You are plain stupid for having anything to do with a man you know is married!

Just leave his wife in peace and focus on getting your own shit together!

Growlybear83 · 03/12/2025 17:57

of course I would want to know if my husband was cheating. If the woman who he was shagging knew he was married I would despise her just as much as him, and I would make sure they both came to regret what they had done.

MouseCheese87 · 03/12/2025 17:58

Yes I'd want to know, to protect my sexual health. Once people start shagging about there's the potential for all kinds of nasties being spread around. I'd not want to go near his dick that he'd been sticking in you.

socks1107 · 03/12/2025 18:04

I’d want to know to look after myself in case of sdt’s. I wish had known all those years ago to be honest.
you should get yourself checked too, who knows where he’s been

VoodooQualities · 03/12/2025 19:38

The poor man, I think we should all take a moment to have some empathy, imagine how awful that must be, having a heartless, frigid wife and having no option but to fall into the arms of another woman.

Not really, he's a bad man and you're not much better to be honest, cut your losses and see if you can stick to men who aren't taken in future, sexless marriage or otherwise.

TwistedWonder · 03/12/2025 21:14

Growlybear83 · 03/12/2025 17:57

of course I would want to know if my husband was cheating. If the woman who he was shagging knew he was married I would despise her just as much as him, and I would make sure they both came to regret what they had done.

100% this. Vile. grubby disgusting pair of scum bags

Funny how shagging a married man wasn’t an issue for the OP until she realised she’d just a notch on his bedpost and not special,

Ilovegolf · 03/12/2025 21:19

You are asking the wrong questions op. It’s blatantly obvious that he is a colossal shit head. The question to ask is why on earth you would want to sleep with a colossal shithead. Twice?

Allthegoodonesareg0ne · 03/12/2025 21:28

Why are you so concerned with his wife and whether or not she'd want to know now, after you've slept with him twice knowing that he was married?!

Where was your concern for her before you jumped into bed with her husband? I suppose now he's hurt your feelings you'd like to get back at him and you want to know if you can justify making his wife's life collateral damage..

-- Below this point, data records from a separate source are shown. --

PR #696, opened 2023-06-28
kernel: Modify KERNEL_SU_VERSION logic and behavior

Aquarius223:
This patch modifies the following:
- Move the version addition logic in ksu.h to Makefile processing
- Print the current version number of KernelSU during make build

build test (normal):
 buildlog:
  HOSTCC  scripts/basic/bin2c Using .. as source for kernel -- KernelSU version: 11055
  CHK     include/generated/utsrelease.h
  UPD     include/generated/utsrelease.h

 KernelSU software:
  KernelSU Working Version: 11055 (v) Superusers: 0 Modules: 0

build test (missing .git file):
 buildlog:
  HOSTCC  scripts/basic/bin2c Using .. as source for kernel ../drivers/kernelsu/Makefile:23: "KSU_GIT_VERSION not defined! It is better to make KernelSU a git submodule!"
  CHK     include/generated/utsrelease.h
  CHK     scripts/mod/devicetable-offsets.h

 KernelSU software:
  KernelSU Working Version: 16 (v) Superusers: 0 Modules: 0

  The current kernel version 16 is too low for the manager to function properly. Please upgrade to version 10977 or higher!

(cherry picked from commit 0c38a1614a77d80de752aba20908e3f9d21660a8) Change-Id: I570f2ee33db224e1a36770f847137f290ba9bcfd

### DIFF
--- a/kernel/Makefile
+++ b/kernel/Makefile
@@ -15,7 +15,13 @@ obj-y += selinux/
 # .git is a text file while the module is imported by 'git submodule add'.
 ifeq ($(shell test -e $(srctree)/$(src)/../.git; echo $$?),0)
 KSU_GIT_VERSION := $(shell cd $(srctree)/$(src); /usr/bin/env PATH="$$PATH":/usr/bin:/usr/local/bin git rev-list --count HEAD)
-ccflags-y += -DKSU_GIT_VERSION=$(KSU_GIT_VERSION)
+# ksu_version: major * 10000 + git version + 200 for historical reasons
+$(eval KSU_VERSION=$(shell expr 10000 + $(KSU_GIT_VERSION) + 200))
+$(info -- KernelSU version: $(KSU_VERSION))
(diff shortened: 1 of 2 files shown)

They all trot out this same rubbish about their wives. You know its almost certainly a lie unless you've been living under a rock. What a catch you found there..

BeQuirkyMintScroller · 03/12/2025 22:51

Most women would want to know if their husband was being unfaithful.

It never usually ends well for the messenger though. Whether the messenger is the affair partner or someone else who knows.

YodasHairyButt · 03/12/2025 22:53

Yes I’d want to know. He’s a vile selfish liar and you fell for his bullshit. Raise your standards.

MrsSkylerWhite · 03/12/2025 22:54

You’re as bad as each other.

Going forward, have a bit of self-respect.

Bungle2168 · 03/12/2025 22:56

onlinedatingscrewup · 03/12/2025 16:07

Basically the above. Happened twice. I’ve put a stop to it and no longer see him. Something he said to me was bothersome.

he said he wouldn’t ever be faithful to his wife. That they’re no longer intimate and have a friendly relationship basically for the kids, and that they won’t divorce for their sake. Marriage isn’t open and she isn’t aware of what he’s doing.

would you want to know if your husband was cheating?

You have done enough mischief already. Stop shit stirring.